The number of pediatric flu deaths is estimated to be nearly 200 per season – about a quarter are in kids under 5.
Also at high risk are children with underlying brain conditions that can trigger neuropsychiatric events, some as serious as suicide. But a new study seeks answers on whether the flu or the treatment builds suicidal thoughts.
The flu commonly causes respiratory issues, but in some children, it can trigger neuropsychiatric issues.
“These neuropsychiatric events included things like brain inflammation, seizures and acute behavioral changes like suicide attempts,” said Dr. James W. Antoon, MD, PhD, MPH,
assistant professor of pediatrics at Vanderbilt University Medical Center.
That also includes anxiety and depressive episodes.
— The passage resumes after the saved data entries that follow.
PR #113, opened 2018-07-17
Show project description for bugzilla

fiennyangeln:
Fetch using bugzilla's graphql query when it is clicked

### DIFF
--- a/src/components/TasksTable/index.jsx
+++ b/src/components/TasksTable/index.jsx
@@ -257,20 +257,14 @@ export default class TasksTable extends Component {
       async (name, onBugInfoClick) => {
         const item = this.props.items.find(item => item.summary === name);
 
-        if (item.url.indexOf('bugzilla') === -1) {
-          this.setState({
-            drawerOpen: true,
-            drawerItem: item,
-          });
-
-          return;
-        }
-
-        const description = await onBugInfoClick(item.id);
-
         this.setState({
           drawerOpen: true,
-          drawerItem: { ...item, description },
+          drawerItem: {
+            ...item,
+            ...(item.url.includes('bugzilla.mozilla.org')
+              ? { description: await onBugInfoClick(item.id) }
+              : null),
+          },
         });
       }
     )(name, this.props.onBugInfoClick);
--- a/src/components/TasksTable/index.jsx
+++ b/src/components/TasksTable/index.jsx
@@ -1,4 +1,5 @@
 import { Component, Fragment } from 'react';
+import { ApolloConsumer } from 'react-apollo';
 import TableCell from '@material-ui/core/TableCell';
 import TableRow from '@material-ui/core/TableRow';
 import Chip from '@material-ui/core/Chip';
@@ -251,15 +252,30 @@ export default class TasksTable extends Component {
     this.setQuery({});
   };
 
-  handleDrawerOpen = ({ currentTarget: { name } }) => {
+  handleDrawerOpen = ({ currentTarget: { name } }, client) => {
     memoizeWith(
       name => name,
-      name =>
-        this.setState({
-          drawerOpen: true,
-          drawerItem: this.props.items.find(item => item.summary === name),
-        })
-    )(name);
+      (name, client, fetchComment) => {
+        const item = this.props.items.find(item => item.summary === name);
+
+        if (item.url.indexOf('bugzilla') === -1) {
+          this.setState({
+            drawerOpen: true,
+            drawerItem: item,
+          });
+
+          return;
+        }
+
+        fetchComment(client, item.id).then(description => {
+          item.description = description;
+          this.setState({
+            drawerOpen: true,
+            drawerItem: item,
+          });
+        });
+      }
+    )(name, client, this.props.fetchComment);
   };
 
   handleDrawerClose = () => {
@@ -354,12 +370,17 @@ export default class TasksTable extends Component {
                   {item.project}
                 </TableCell>
                 <TableCell className={classes.tableCell}>
-                  <IconButton
-                    name={item.summary}
-                    className={classes.infoButton}
-                    onClick={this.handleDrawerOpen}>
-                    <InformationVariantIcon />
-                  </IconButton>
+                  <ApolloConsumer>
+                    {client => (
+                      <IconButton
+                        name={item.summary}
+                        client={client}
+                        className={classes.infoButton}
+                        onClick={e => this.handleDrawerOpen(e, client)}>
+                        <InformationVariantIcon />
+                      </IconButton>
+                    )}
+                  </ApolloConsumer>
                   <List dense disablePadding className={classes.summary}>
                     <ListItem
                       classes={{
--- a/src/components/TasksTable/index.jsx
+++ b/src/components/TasksTable/index.jsx
@@ -1,5 +1,4 @@
 import { Component, Fragment } from 'react';
-import { ApolloConsumer } from 'react-apollo';
 import TableCell from '@material-ui/core/TableCell';
 import TableRow from '@material-ui/core/TableRow';
 import Chip from '@material-ui/core/Chip';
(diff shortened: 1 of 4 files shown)


src/components/TasksTable/index.jsx
```diff
@@ -347,12 +363,17 @@ export default class TasksTable extends Component {
...
-                    name={item.summary}
-                    className={classes.infoButton}
-                    onClick={this.handleDrawerOpen}>
-                    <InformationVariantIcon />
-                  </IconButton>
+                  <ApolloConsumer>
+                    {client => (
+                      <IconButton
+                        name={item.summary}
+                        client={client}
```
helfi92: Why are we passing `client` to `IconButton`?

src/components/TasksTable/index.jsx
```diff
@@ -245,15 +246,30 @@ export default class TasksTable extends Component {
     this.setQuery({});
   };
 
-  handleDrawerOpen = ({ target: { name } }) => {
+  handleDrawerOpen = ({ target: { name } }, client) => {
```
helfi92: Why are we passing `client` here?

src/components/TasksTable/index.jsx
```diff
@@ -245,15 +246,30 @@ export default class TasksTable extends Component {
...
+        if (item.url.indexOf('bugzilla') === -1) {
+          this.setState({
+            drawerOpen: true,
+            drawerItem: item,
+          });
+
+          return;
+        }
+
+        fetchComment(client, item.id).then(description => {
```
helfi92: Use await/async instead.

src/components/TasksTable/index.jsx
fiennyangeln: because we need it to do client.query?

helfi92: Can you do `this.props.client.query()` inside `src/views/Project/index.jsx` instead?

src/views/Project/index.jsx
```diff
@@ -155,6 +156,23 @@ export default class Project extends Component {
       this.load();
     }
   }
+
+  handleFetchBugFirstComment = async id => {
+    try {
+      const {
+        data: { comments },
+      } = await this.props.client.query({
```
helfi92: I think you can `import { withApollo } from 'react-apollo';` and use @withApollo on top of the class to have access to `this.props.client`. You can then remove `<ApolloConsumer>` from `src/App.jsx`.

src/views/Project/index.jsx
```diff
@@ -155,6 +156,23 @@ export default class Project extends Component {
       this.load();
     }
   }
+
+  handleFetchBugFirstComment = async id => {
```
helfi92: Sorry, I think `handleBugInfoClick` makes more sense here.

src/views/Project/index.jsx
```diff
@@ -155,6 +156,23 @@ export default class Project extends Component {
...
+        data: { comments },
+      } = await this.props.client.query({
+        query: commentsQuery,
+        variables: { id },
+        context: { link: 'bugzilla' },
+      });
+
+      return comments[0].text;
+    } catch (err) {
+      return '';
```
helfi92: This doesn't seem to do anything with the error. If anything goes wrong, we can handle it using `componentDidCatch`. In tc-web, it's done in https://github.com/taskcluster/taskcluster-web/blob/2998f6561a4de26908d4a2eba4aaca8443c15a53/src/App/index.jsx#L79-L81. Once the error state is set, `App/index.jsx` displays the ErrorPanel.

src/components/TasksTable/index.jsx
```diff
@@ -248,12 +248,26 @@ export default class TasksTable extends Component {
   handleDrawerOpen = ({ target: { name } }) => {
     memoizeWith(
       name => name,
-      name =>
+      async (name, onBugInfoClick) => {
+        const item = this.props.items.find(item => item.summary === name);
+
+        if (item.url.indexOf('bugzilla') === -1) {
```
helfi92: This will not work if the github url contains the the string bugzilla (e.g., https://github.com/mozilla/bugzilla). You can do:

```js
item.url.includes('bugzilla.mozilla.org');
```

src/components/TasksTable/index.jsx
```diff
@@ -248,12 +248,26 @@ export default class TasksTable extends Component {
...
+            drawerOpen: true,
+            drawerItem: item,
+          });
+
+          return;
+        }
+
+        const description = await onBugInfoClick(item.id);
+
         this.setState({
```
helfi92: To remove duplication, I think you can do:

```jsx
this.setState({
  drawerOpen: true,
  drawerItem: item,
  ...(item.url.includes('bugzilla.mozilla.org') ? { description: await onBugInfoClick(item.id) } : null), 
});

```

src/views/Project/index.jsx
fiennyangeln: I tried putting `componentDidCatch` in the Project/index.jsx then i change the query comments to be commentzz which will return error (ApolloError), but it only show the error in the console instead of the panel, then I move it to the App/index.jsx and it still show only in the console. is it because the error came from event handler? https://reactjs.org/docs/error-boundaries.html#how-about-event-handlers 

i agree the catch block here did nothing so i added setState in the catch section

helfi92: Did you make sure to remove the try and catch statement before running the query again?

fiennyangeln: yes

src/views/Project/index.jsx
```diff
@@ -158,6 +161,23 @@ export default class Project extends Component {
...
   }
+
+  handleBugInfoClick = async id => {
+    try {
+      const {
+        data: { comments },
+      } = await this.props.client.query({
+        query: commentsQuery,
+        variables: { id },
+        context: { link: 'bugzilla' },
```
helfi92: Where is the `context` used?

fiennyangeln: context is to choose between bugzilla / github link afaik

helfi92: Could you point me to where `context` is being used for the comment?

helfi92: Could you point me to where this is being used for the comment?

fiennyangeln: https://github.com/mozilla-frontend-infra/codetribute/blob/master/src/App.jsx#L35 we use the split method which will choose what link to send request to according to the context, 

but now that i see the condition, since we check for github otherwise set it to bugzilla, maybe we can remove it in here?

helfi92: Oh, shouldn't this be `context: { client: 'bugzilla' },` instead?

fiennyangeln: OHHH so thats what u mean!! 🤦‍♀️

src/components/TasksTable/index.jsx
```diff
@@ -253,12 +253,20 @@ export default class TasksTable extends Component {
   handleDrawerOpen = ({ target: { name } }) => {
```
helfi92: When we use `memoizeWith`, we are caching a value (the return value). The async function is doing setState but not returning any value so we are not really caching any value. Also, we should not be setting state inside `memoizeWith` because that mean this state will not be set when the value is already cached.

src/views/Project/index.jsx
```diff
@@ -158,6 +161,23 @@ export default class Project extends Component {
...
+    try {
+      const {
+        data: { comments },
+      } = await this.props.client.query({
+        query: commentsQuery,
+        variables: { id },
+        context: { client: 'bugzilla' },
+      });
+
+      return comments[0].text;
```
helfi92: I would probably cache this function instead.

src/views/Project/index.jsx
```diff
@@ -159,6 +162,27 @@ export default class Project extends Component {
       this.load();
     }
   }
+
+  handleBugInfoClick = id =>
```
helfi92: `handleBugInfoClick = memoizeWith(...);`

src/views/Project/index.jsx
```diff
@@ -159,6 +162,27 @@ export default class Project extends Component {
...
+            variables: { id },
+            context: { client: 'bugzilla' },
+          });
+
+          return comments[0].text;
+        } catch (error) {
+          this.setState({ error });
+        }
+      }
+    )(id);
```
helfi92: By returning the memoizeWith function, you won't need to do `(id)`.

Of the 150,000 children with flu, 1,500 of them suffered a neuropsychiatric event from the flu.
However, there were startling differences in those predisposed to brain disorders.
“The rate of neuropsychiatric events was about 10 times higher in those with underlying psychiatric conditions and 100 times higher in those with underlying neurologic conditions,” said Dr. Antoon.
But what triggers these neuropsychiatric events? Is it flu or Tamiflu?
“There’s a number of potential ways it can happen. It’s very well-known that flu can cause inflammation in the brain and cause something called encephalitis or encephalopathy, that causes acute behavior changes,” Dr Antoon continued.
“The anti-viral Tamiflu, or oseltamivir, has a black box warning for neuropsychiatric events,” Dr. Antoon added.
Dr. Antoon advises parents to discuss these risks with pediatricians to decide about flu treatment or not.